From Masahiko Sawada
Subject Re: [PoC] Improve dead tuple storage for lazy vacuum
Date
Msg-id CAD21AoCiiKz_sxNFAvKY_--7-O6ioOwr6Rf0aL71cQvccipiPQ@mail.gmail.com
Whole thread Raw
In response to Re: [PoC] Improve dead tuple storage for lazy vacuum  (John Naylor <john.naylor@enterprisedb.com>)
Responses Re: [PoC] Improve dead tuple storage for lazy vacuum
Re: [PoC] Improve dead tuple storage for lazy vacuum
List pgsql-hackers
On Mon, Nov 21, 2022 at 6:30 PM John Naylor
<john.naylor@enterprisedb.com> wrote:
>
> On Mon, Nov 21, 2022 at 3:43 PM Masahiko Sawada <sawada.mshk@gmail.com> wrote:
> >
> > On Mon, Nov 21, 2022 at 4:20 PM John Naylor
> > <john.naylor@enterprisedb.com> wrote:
>
> > > Assuming the smallest node is fixed size (i.e. fanout/capacity member not part of the common set, so only part of
variable-sizednodes), 3 has a nice property: no wasted padding space: 
> > >
> > > node4: 5 + 4+(7) + 4*8 = 48 bytes
> > > node3: 5 + 3     + 3*8 = 32
> >
> > IIUC if we store the fanout member only in variable-sized nodes,
> > rt_node has only count, shift, and chunk, so 4 bytes in total.
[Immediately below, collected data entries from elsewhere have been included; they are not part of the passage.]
Issue #737, opened 2022-11-09
Return client payment pointer in introspection response


wilsonianb:
Instead of returning the client jwk and an opaque client id in the token introspection response, return the client payment pointer.
https://github.com/interledger/rafiki/blob/d808c85c428bfc5bc1193882905ce5fdc8fa5888/packages/auth/src/openapi/resource-server.yaml#L37-L41
This not only makes us consistently pass the client (and key) by reference (see: https://github.com/interledger/open-payments/pull/211), the RS will be able to check if a client request fits the grant access before querying the client's `jwks.json`

Implications:
- client (id) no longer opaque to RS
- RS makes request to client payment pointer's `jwks.json` (and/or caches key(s)), instead of AS
- grants are bound to client instead of a specific client key

wilsonianb:
This kind of requires:
- https://github.com/interledger/rafiki/issues/740

because it is currently using the token introspection definition from the old `auth-server-open-api-spec.yaml` instead of https://github.com/interledger/rafiki/blob/main/packages/auth/src/openapi/resource-server.yaml

PR #779, opened 2022-11-23
feat(backend): request grant to query incoming payment receiver 

### LINKED ISSUE #583: Request grant at other Open Payments server(s)

wilsonianb:

- The receiver service now uses a stored grant if one exists or requests a new grant when querying a remote incoming payment.

## Context

- fixes #583 

## Checklist

- [x] Tests added/updated
- [ ] Documentation added


wilsonianb:
Using a combination of this branch + https://github.com/interledger/rafiki/pull/777, I was able to run localenv with AS signature verification enabled:
https://github.com/interledger/rafiki/blob/632bdfb15a920062637dc8a273034e58b382205b/infrastructure/local/peer-docker-compose.yml#L17
and successfully create a quote (with `backend` auto-requesting a grant to read the receiver incoming payment)

packages/backend/src/open_payments/receiver/service.ts
```diff
@@ -179,3 +188,49 @@ async function getLocalIncomingPayment({
...
+    accessType: AccessType.IncomingPayment,
+    accessActions: [AccessAction.ReadAll]
+  }
+
+  const existingGrant = await deps.grantService.get(grantOptions)
+  if (existingGrant) {
+    return existingGrant
+  }
+
+  const grant = await deps.openPaymentsClient.grant.request({
```
wilsonianb, line 213: Is it worth (get or creating and) locking the auth server's db row here to avoid simultaneously sending redundant grant requests?

mkurapov:
> Using a combination of this branch + #777, I was able to run localenv with AS signature verification enabled:
> 
> https://github.com/interledger/rafiki/blob/632bdfb15a920062637dc8a273034e58b382205b/infrastructure/local/peer-docker-compose.yml#L17
> 
> and successfully create a quote (with `backend` auto-requesting a grant to read the receiver incoming payment)

what sig headers did you use for making it work?

wilsonianb:
Screenshot from 2022-11-23 12-50-21
This query :point_up_2: 
The signature headers are unchanged (`TODO`)
But the signature headers are there for the RS->AS grant request under the hood.

mkurapov:
Is `accessToken` just `dev-access-token` for now? I'm working on updating those seed scripts.

wilsonianb:
Yeah, I changed it from the (Postman) default `example-access-token`.

packages/backend/src/open_payments/grant/model.ts
```diff
@@ -0,0 +1,34 @@
+import { Model, QueryContext } from 'objection'
+
+import { AccessType, AccessAction } from '../auth/grant'
+import { AuthServer } from '../authServer/model'
+import { BaseModel } from '../../shared/baseModel'
+
+export class Grant extends BaseModel {
```
mkurapov, line 7: Anything we can do here (naming wise) to make it more explicit what the difference between Grant and GrantReference is?

packages/backend/src/open_payments/receiver/service.ts
```diff
@@ -179,3 +188,49 @@ async function getLocalIncomingPayment({
...
+  const grantOptions = {
+    authServer: paymentPointer.authServer,
+    accessType: AccessType.IncomingPayment,
+    accessActions: [AccessAction.ReadAll]
+  }
+
+  const existingGrant = await deps.grantService.get(grantOptions)
+  if (existingGrant) {
+    return existingGrant
+  }
```
mkurapov, line 211: Should we be storing & checking the `expiresAt` for `Grant`s?

packages/backend/src/open_payments/receiver/service.ts
```diff
@@ -179,3 +188,49 @@ async function getLocalIncomingPayment({
...
+  const paymentPointer = await deps.openPaymentsClient.paymentPointer.get({
+    url: paymentPointerUrl
+  })
+  if (!paymentPointer) {
+    return undefined
+  }
+  const grantOptions = {
+    authServer: paymentPointer.authServer,
+    accessType: AccessType.IncomingPayment,
+    accessActions: [AccessAction.ReadAll]
```
mkurapov, line 205: I guess it all depends on the AS, but would just `Read` be "safer" here? Having to create a grant per incoming payment isn't great, but makes it easier on auth servers to restrict access

packages/backend/src/open_payments/grant/service.test.ts
```diff
@@ -0,0 +1,110 @@
...
+    await appContainer.shutdown()
+  })
+
+  describe('Create and Get Grant', (): void => {
+    test.each`
+      newAuthServer
+      ${false}
+      ${true}
+    `(
+      'Grant can be created and fetched (new auth server: $newAuthServer)',
```
mkurapov, line 44: imo might be easier to split into two separate tests to avoid the `if (newAuthServer)` checks

packages/backend/src/open_payments/payment_pointer/model.ts
```diff
@@ -84,6 +85,20 @@ export class PaymentPointer
...
     }
   }
+
+  public toOpenPaymentsType({
+    authServer
+  }: {
+    authServer: string
+  }): OpenPaymentsPaymentPointer {
+    return {
+      id: this.url,
```
mkurapov, line 95: Would returning `url: this.url` be more clear from an Open Payments API perspective?

packages/backend/src/open_payments/receiver/service.ts
mkurapov: Is this a case for when we request the receiver on the outgoing payment lifecycle hook?

packages/backend/src/open_payments/receiver/service.ts
```diff
@@ -179,3 +188,49 @@ async function getLocalIncomingPayment({
...
+          {
+            type: grantOptions.accessType,
+            actions: grantOptions.accessActions
+          }
+        ]
+      },
+      interact: {
+        start: ['redirect']
+      }
+    } as GrantRequest
```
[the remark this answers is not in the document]
wilsonianb: Or could these be exported
https://github.com/interledger/rafiki/blob/48cdfa261ce6857810cd1e5a080c411788db5da2/packages/open-payments/src/generated/auth-server-types.ts#L250-L287
as `IncomingPaymentAccess`, etc?
Then `backend`/`auth` could utilize these types instead having a bunch of pairings of arbitrary `AccessType`/`AccessAction`.

packages/backend/src/open_payments/receiver/service.ts
wilsonianb: I don't have a strong opinion either way, and I'm unsure which would make auth server locking more of a necessity:
https://github.com/interledger/rafiki/pull/779#discussion_r1029968121

packages/backend/src/open_payments/payment_pointer/model.ts
wilsonianb: As in, change `id` to `url` in the Open Payments spec?
https://github.com/interledger/open-payments/blob/b363d33038fe789e5388f04f80ddd06a4fa97093/openapi/resource-server.yaml#L809-L813

packages/backend/src/open_payments/receiver/service.ts
wilsonianb: I was thinking if (multiple instances of) the backend were handling two quotes with the same receiver at the same time, should it avoid performing multiple grant requests?

packages/backend/src/open_payments/grant/model.ts
wilsonianb: What about `GrantReference` -> `ResourceGrant` (or (PaymentPointer)SubresourceGrant)?

packages/auth/src/access/types.ts
```diff
@@ -8,15 +7,15 @@ export enum AccessType {
...
   List = 'list',
+  ListAll = 'list-all',
   Complete = 'complete'
 }
 
 interface BaseAccessRequest {
   actions: Action[]
-  locations?: string[]
   identifier?: string
-  interval?: string
```
njlie, line 19: Should `interval` be moved to the `IncomingPaymentRequest` and `OutgoingPaymentRequest` types?

wilsonianb: It should be added to:
https://github.com/interledger/rafiki/blob/48cdfa261ce6857810cd1e5a080c411788db5da2/packages/auth/src/access/types.ts#L120-L124
https://github.com/interledger/open-payments/blob/main/openapi/schemas.yaml#L151-L163
I'll try to include that without scope-creeping too much more. I expect a lot of outstanding cleanup will be addressed with:
- https://github.com/interledger/rafiki/issues/662

packages/backend/src/open_payments/grant/model.ts
wilsonianb: I'm also tempted to backtrack on this: https://github.com/interledger/rafiki/pull/535#discussion_r954891956

We could instead store `clientId` (soon to be `client` payment pointer #737) on subresources.
Rename `GrantReference` as `OutgoingPaymentGrants` (since it's only really needed to lock on limit checking :point_down:) and drop the `clientId` column
https://github.com/interledger/rafiki/blob/a5c36d7212c6dadc600f574186d5d5f08462c718/packages/backend/src/open_payments/payment/outgoing/service.ts#L255-L256

njlie (dismissed):

packages/backend/src/open_payments/grant/model.ts
wilsonianb: :grimacing: 
- https://github.com/interledger/rafiki/pull/800

infrastructure/local/peer-docker-compose.yml
```diff
@@ -7,7 +7,7 @@ services:
       dockerfile: ./packages/auth/Dockerfile
     restart: always
     networks:
-      rafiki:
+      local_rafiki:
```
sabineschaller, line 10: Nit pick: I'm always confused when I see the colon at the end of the network name. Could we not do the following?
```
networks:
  - local_rafiki
```

packages/backend/migrations/20221012013413_create_grants_table.js
```diff
@@ -0,0 +1,23 @@
...
+    table.specificType('accessActions', 'text[]')
+
+    table.timestamp('expiresAt').nullable()
+
+    table.timestamp('createdAt').defaultTo(knex.fn.now())
+    table.timestamp('updatedAt').defaultTo(knex.fn.now())
+
+    table.unique(['authServerId', 'accessType', 'accessActions'])
+  })
+}
```
sabineschaller, line 19: Is it sufficient to not store the entire access array of the grant?

packages/backend/src/open_payments/grant/model.ts
sabineschaller: Renaming is the right move since we only store references to outgoing payment grants. I'll have to look into the other PR to understand why we can drop `clientId`.

packages/backend/src/open_payments/receiver/service.ts
sabineschaller: I think just `Read` wouldn't work because I'd imagine in most cases, this Rafiki instance wasn't the client creating the incoming payment. It just wants to read it to pay it.

packages/backend/src/open_payments/grant/model.ts
wilsonianb: At the moment, we store references for grants for incoming payments, quotes, and outgoing payments because it is how we associate `cilentId` with those resources.

packages/backend/migrations/20221012013413_create_grants_table.js
wilsonianb: It is for now since the RS is only requesting read-all incoming payment grants, and the new `GrantService` only supports creating grants of a single access type.
Do we anticipate the RS requesting multi-type grants that we should consider future-proofing for?

packages/backend/src/open_payments/payment_pointer/model.ts
mkurapov: > As in, change id to url in the Open Payments spec?

Exactly, wasn't a comment of the code, more in general. `id`s for other resources (incoming/outgoing payments) have a different meaning that the `id` for the payment pointer.

wilsonianb: :thinking: Want to elaborate on how the `id` is different for the payment pointer (here or in an [`open-payments`](https://github.com/interledger/open-payments) issue)?
Part of me wants to say payment pointers are probably going to be out of scope for Open Payments soon.
Also:
- https://github.com/interledger/open-payments/pull/223

mkurapov: Well, for example in our case, we call incoming payments by `baseUrl/incoming-payment/{{id}}`, id being a uuid, a sub resource identifier. You don't necessarily have a similar "baseUrl/payment-pointer" resource, where you could GET a payment pointer using the `id` path param. 

Likewise in `backend`, when we use `paymentPointer.id` its usually the model's uuid. I don't think it's worth changing, just might not be always 100% clear, is all.

packages/backend/src/open_payments/receiver/service.ts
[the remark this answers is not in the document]
wilsonianb: I've gone with your original suggestion but opened:
- https://github.com/interledger/rafiki/issues/808

packages/backend/src/open_payments/receiver/service.ts
mkurapov: Pretty edge-casey IMO, not sure if worth adding just yet

mkurapov (approved):

PR #783, opened 2022-11-23
fix(auth): use expires_in in grant initiation response body

### LINKED ISSUE #749: Fix grant initiation response body
Currently, we return `expiresIn` as part of the grant initiation request:
https://github.com/interledger/rafiki/blob/74e6f642501f1f3caf66ec5cd66d13a624b997f5/packages/auth/src/grant/routes.ts#L420

However, open payments API expects snake case `expires_in`:

https://github.com/interledger/open-payments/blob/0523804eeb21d9b8cd2eb65e4119738a0512a095/openapi/auth-server.yaml#L64

We do have an issue open in the open-payments repo for converting to pascal case: https://github.com/interledger/open-payments/issues/195, but I'm more concerned that the Open API request/response validation we have set up allows this to pass. Is it because of the fact that `access_token` is optional in the case where an interactive grant gets generated?

wilsonianb:

- 

## Context

- fixes #749 

## Checklist

- [x] Tests added/updated
- [ ] Documentation added

### DIFF
--- a/packages/auth/scripts/get-op-schema.sh
+++ b/packages/auth/scripts/get-op-schema.sh
@@ -9,5 +9,5 @@ while [ -L "$SOURCE" ]; do # resolve $SOURCE until the file is no longer a symli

If so,
> > the size of node3 (ie. fixed-sized node) is (4 + 3 + (1) + 3*8)? The
> > size doesn't change but there is 1 byte padding space.
>
> I forgot to mention I'm assuming no pointer-tagging for this exercise. You've demonstrated it can be done in a small
amountof code, and I hope we can demonstrate a speedup in search. Just in case there is some issue with portability,
valgrind,or some other obstacle, I'm being pessimistic in my calculations. 
>
> > Also, even if we have the node3 a variable-sized node, size class 1
> > for node3 could be a good choice since it also doesn't need padding
> > space and could be a good alternative to path compression.
> >
> > node3         :  5 + 3 + 3*8 = 32 bytes
> > size class 1 : 5 + 3 + 1*8 = 16 bytes
>
> Precisely! I have that scenario in my notes as well -- it's quite compelling.
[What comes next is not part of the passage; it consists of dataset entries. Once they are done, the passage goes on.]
Issue #703, opened 2022-10-27
Add `grantReferenceService.getOrCreate`


wilsonianb:
https://github.com/interledger/rafiki/pull/672#discussion_r1000773412

replace
https://github.com/interledger/rafiki/blob/603df09615a2f458227baf3e23f99b3a0b103921/packages/backend/src/open_payments/auth/middleware.ts#L48-L66

with a method: `grantReferenceService.getOrCreate`

mkurapov:
@raducristianpopa we'd need to add you to the org to be able to assign you to the issue I believe

AlexLakatos:
Sent @raducristianpopa an invite.

mkurapov:
Closed since `grantReferences` are no longer a thing: https://github.com/interledger/rafiki/pull/800

PR #787, opened 2022-11-24
refactor(backend): add `getOrCreate` method for `grantReferenceService`

raducristianpopa:

- Add `getOrCreate` method for `grantReferenceService`
## Context

- fixes https://github.com/interledger/rafiki/issues/703

## Checklist

- [x] Tests added/updated
- [ ] Documentation added


packages/backend/src/open_payments/auth/middleware.ts
```diff
@@ -55,26 +53,18 @@ export function createAuthMiddleware({
...
-      })
+
+      try {
+        await grantReferenceService.getOrCreate(
+          { id: grant.grant, clientId: grant.clientId },
+          action
+        )
+      } catch (e) {
+        const errInfo = e && typeof e === 'object' && e.stack ? e.stack : e
+        logger.debug(errInfo)
```
mkurapov, line 64:
```suggestion
      } catch (error) {
        const errorMessage = error?.message ?? 'Failed to get or create grant reference'
        logger.error({ error }, errorMessage)
```
would prefer something like this, without needing to check the type etc

packages/backend/src/open_payments/grantReference/service.test.ts
```diff
@@ -79,4 +80,60 @@ describe('Grant Reference Service', (): void => {
...
+        clientId: uuid()
+      })
+
+      await expect(
+        async () =>
+          await grantReferenceService.getOrCreate(
+            { id, clientId: uuid() },
+            AccessAction.List
+          )
+      ).rejects.toThrowError('does not match internal reference clientId')
```
mkurapov, line 108: I thought we would have needed a RegEx here, but it seems to work? 
```suggestion
      ).rejects.toThrowError(/does not match internal reference clientId/)
```

mkurapov (commented):
Looks solid, just a few small comments. Would test this by

packages/backend/src/open_payments/grantReference/service.test.ts
raducristianpopa: I was thinking the same, but based on Jest docs, RegEx and strings are equivalent in this case.

mkurapov (approved):
Looks great!
In order to properly test this we need to:
- Create or seed an initial grant in the auth server
- Make a request (e.g. get incoming payment) with the token related to the created grant, and verify that the grant reference was created in backend's database during token introspection
- Make another request (e.g. duplicate get incoming payment) with the token related to the created grant, and this time verify the grant reference was fetched correctly from backend's database.

Easiest way would be to test this with the Create Incoming Payment request in the Postman P2P payment transfer example collection, after my [PR](https://github.com/interledger/rafiki/pull/786) is merged in. Once that is merged, I can walk you through the flow

packages/backend/src/open_payments/auth/middleware.ts
```diff
@@ -55,26 +53,19 @@ export function createAuthMiddleware({
...
-            trx
-          )
-        }
-      })
+
+      try {
+        await grantReferenceService.getOrCreate(
+          { id: grant.grant, clientId: grant.clientId },
+          action
+        )
```
wilsonianb, line 61:
```suggestion
        if (action === AccessAction.Create) {
          await grantReferenceService.getOrCreate({
            id: grant.grant,
            clientId: grant.clientId
          })
        } else {
          await grantReferenceService.get(grant.grant)
        }
```

raducristianpopa: By moving the action check to the caller, the `clientId` check 
https://github.com/interledger/rafiki/blob/c6eaaa91825bc840d0b6bd4aa10b9b3e4cb1896c/packages/backend/src/open_payments/grantReference/service.ts#L58-L63
will probably need to be moved to the `getGrantRerefence` method
https://github.com/interledger/rafiki/blob/c6eaaa91825bc840d0b6bd4aa10b9b3e4cb1896c/packages/backend/src/open_payments/grantReference/service.ts#L27-L29
and will have to take both arguments (`id` and `clientId`)
```ts
async function getGrantReference(
  options: CreateGrantReferenceOptions,
  trx: Transaction
) {
// ...
}
```
otherwise there will be no validation for the `clientId` when calling `grantReferenceService.get`

wilsonianb: I'm leaning towards not passing `clientId` to `grantReferenceService.get` (even though this is currently the only place calling it).
What if we moved the `clientId` check out here?
```suggestion
        if (action === AccessAction.Create) {
          await grantReferenceService.getOrCreate({
            id: grant.grant,
            clientId: grant.clientId
          })
        } else {
          const grantRef = await grantReferenceService.get(grant.grant)
          if (grantRef && grantRef.clientId !== grant.clientId) {
            throw new Error(
              `clientID ${grant.clientId} for grant ${grant.id} does not match internal reference clientId ${grantRef.clientId}.`
            }
          }
        }
```
:thinking: that looks a lot like how it was before...

Is there an argument for not actually using `getOrCreate`?
It looks like the `AccessAction.Create` check was added after this issue was opened:
- https://github.com/interledger/rafiki/pull/676

wilsonianb:
This will completely remove `grantReferenceService` (if we decide we want to):
- https://github.com/interledger/rafiki/pull/800

raducristianpopa:
Closing this PR since https://github.com/interledger/rafiki/pull/800 got merged in.

Issue #661, opened 2022-10-07
Audit usages of `assert` outside of tests 


mkurapov:
There are a handful of usages of `assert` outside of tests. An example in the mock account provider:
https://github.com/interledger/rafiki/blob/main/packages/mock-account-provider/app/lib/accounts.server.ts#L49-L50

We should convert these to throw applicable `Error`s instead, and reserve `assert` usages for tests only.

jpsousa78:
Hey there! I'm interested in working on this issue.

wilsonianb:
It's yours! :vulcan_salute:

PR #791, opened 2022-11-28
Replace usages of assert outside of tests for error throws

jpsousa78:

- This pull request will change all `assert` usage outside of tests to throw their respectives errors.

## Context
In this PR we are fixing the following issue: https://github.com/interledger/rafiki/issues/661 
It's as much self explanatory as it could be.
The issue focus on replacing asserts ouside of tests, so no tests were updated.
This change doesn't reflect on any new feature or business rule, so no need to update documentation.
- fixes https://github.com/interledger/rafiki/issues/661
## Checklist

- [x] Tests added/updated
- [x] Documentation added


packages/backend/src/tests/incomingPayment.ts
```diff
@@ -1,4 +1,3 @@
-import assert from 'assert'
```
wilsonianb, line 1: :thinking: Are we ok keeping `assert` in these `src/tests/*` files?

wilsonianb (commented):
You'll need to run `pnpm format` to satisfy the checks.

packages/backend/src/tests/incomingPayment.ts
mkurapov: I would argue errors are better here since these functions are just test setup/prerequisites, and not actual test cases where we should be `assert`ing some condition

mkurapov (commented):
Thanks for contributing! Other than `pnpm format`ting , just one comment

wilsonianb (approved):
:tada:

So it seems that there are two candidates of rt_node structure: (1)
all nodes except for node256 are variable-size nodes and use pointer
tagging, and (2) node32 and node128 are variable-sized nodes and do
not use pointer tagging (fanout is in part of only these two nodes).
rt_node can be 5 bytes in both cases. But before going to this step, I
started to verify the idea of variable-size nodes by using 6-bytes
rt_node. We can adjust the node kinds and node classes later.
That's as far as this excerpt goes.